Essen/Dortmund. Grundschulstudie zeigt deutliche Unterschiede im Wortschatz bei Viertklässlern. Forscher fordern mehr Sprachförderung in Kitas und Grundschulen.
Grundschulkinder, die fast täglich Bücher lesen, verfügen über einen erheblich höheren Wortschatz als Kinder, die hauptsächlich an digitalen Geräten lesen. Benachteiligt sind ebenso Kinder mit einer Zuwanderungsgeschichte sowie Kinder, deren Eltern einen eher niedrigen Bildungsabschluss haben.
Dies ergab eine Analyse, für die das Institut für Schulentwicklungsforschung (IFS) der TU Dortmund die Daten von bundesweit gut 4600 Schülerinnen und Schülern der vierten Klasse aus 252 Grundschulen ausgewertet hat. Die Kinder hatten im Frühjahr an der regelmäßigen „Internationalen Grundschul-Lese-Untersuchung“ (IGLU) teilgenommen.
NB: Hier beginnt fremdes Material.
PR #2318, opened 2023-08-25
Report termination errors after typechecking

### LINKED ISSUE #2293: Incomprehensible error message when the number of patterns doesn't match the type
Typechecking the program
```
module tyomit;

type List A := nil | cons A (List A);

map {A B} (f : A → B) : List A → List B
  | nil := nil
  | cons h t := cons (f h) (map f t);
```
results is
```
/Users/heliax/Documents/progs/juvix/tyomit.juvix:5:1-4: error:
The function map fails the termination checker.
```
The error should be that the number of patterns doesn't match the type.

Maybe we should just check e.g. at scoping whether all clauses have the same number of pattern. For now, we don't support clauses with different numbers of patterns anyway.

### LINKED ISSUE #2319: Expressions are not checked for termination in the repl
E.g. typing the following in the repl causes it to loop:
```
let x : Type := x in 1
```

janmasrovira:
- Closes #2293.
- Closes #2319 

I've added an effect for termination. It keeps track of which functions failed the termination checker, which is run just after translating to Internal. During typechecking, non-terminating functions are not normalized. After typechecking, if there is at least one function which failed the termination checker, an error is reported.
Additionally, we now properly check for termination of functions defined in a let expression in the repl.

### DIFF
--- a/src/Juvix/Compiler/Internal/Translation/FromInternal/Analysis/Termination/Checker.hs
+++ b/src/Juvix/Compiler/Internal/Translation/FromInternal/Analysis/Termination/Checker.hs
@@ -6,26 +6,27 @@ module Juvix.Compiler.Internal.Translation.FromInternal.Analysis.Termination.Che
 where
 
 import Data.HashMap.Internal.Strict qualified as HashMap
+import Data.HashSet qualified as HashSet
 import Juvix.Compiler.Internal.Data.InfoTable as Internal
 import Juvix.Compiler.Internal.Language as Internal
+import Juvix.Compiler.Internal.Translation.FromConcrete.Data.Context (NonTerminating (..))
 import Juvix.Compiler.Internal.Translation.FromInternal.Analysis.FunctionCall
 import Juvix.Compiler.Internal.Translation.FromInternal.Analysis.Termination.Data
 import Juvix.Compiler.Internal.Translation.FromInternal.Analysis.Termination.Error
 import Juvix.Compiler.Internal.Translation.FromInternal.Analysis.Termination.LexOrder
 import Juvix.Prelude
-import Data.HashSet qualified as HashSet
 
 -- | Returns the set of non-terminating functions.
 checkTermination ::
   InfoTable ->
   Module ->
-  HashSet Name
+  NonTerminating
 checkTermination infotable topModule = do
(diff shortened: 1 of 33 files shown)


src/Juvix/Compiler/Internal/Translation/FromInternal/Analysis/Termination/Data/TerminationState.hs
```diff
@@ -0,0 +1,52 @@
...
+import Juvix.Compiler.Internal.Language
+import Juvix.Prelude
+
+data IsTerminating
+  = -- | Has been checked for termination.
+    TerminatingChecked
+  | -- | Has been checked for termination but failed.
+    TerminatingFailed
+  | -- | Has been marked as terminating in the source code.
+    TerminatingMarked
```
jonaprieto, line 21: Remove this.

src/Juvix/Compiler/Internal/Translation/FromInternal/Analysis/Termination/Checker.hs
```diff
@@ -1,45 +1,111 @@
...
+  FunctionTermination :: FunctionRef -> Termination m IsTerminating
+
+makeSem ''Termination
+
+functionIsTerminating :: (Members '[Termination] r) => FunctionRef -> Sem r Bool
+functionIsTerminating = fmap terminates . functionTermination
+  where
+    terminates :: IsTerminating -> Bool
+    terminates = \case
+      TerminatingMarked -> True
```
jonaprieto, line 36: Remove this as well.

src/Juvix/Compiler/Internal/Translation/FromInternal/Analysis/Termination/Data/TerminationState.hs
janmasrovira: done

src/Juvix/Compiler/Internal/Translation/FromInternal/Analysis/Termination/Checker.hs
janmasrovira: done

jonaprieto (approved):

Die Ergebnisse der IGLU-Sonderauswertung verdeutlichten einmal mehr den Zusammenhang von Herkunft und Bildungserfolg, so die Bildungsforscher. Der Wortschatz müsse in den Grundschulen systematisch gefördert und spezifische Schülergruppen stärker in den Blick genommen werden.
22 Prozent lesen fast nie ein Buch
Demnach gab die Hälfte der Grundschulkinder an, fast täglich Bücher zu lesen, während 22 Prozent nie oder maximal einmal im Monat ein Buch in die Hand nehmen. Schülerinnen und Schüler, die viel lesen zeigten dabei einen deutlichen Vorsprung beim Wortschatz gegenüber ihren Altersgenossen, die kaum lesen. „Die durchschnittlichen Unterschiede entsprechen zwischen manchen Schülergruppen dem Lernzuwachs von über einem Jahr“, so die Studie.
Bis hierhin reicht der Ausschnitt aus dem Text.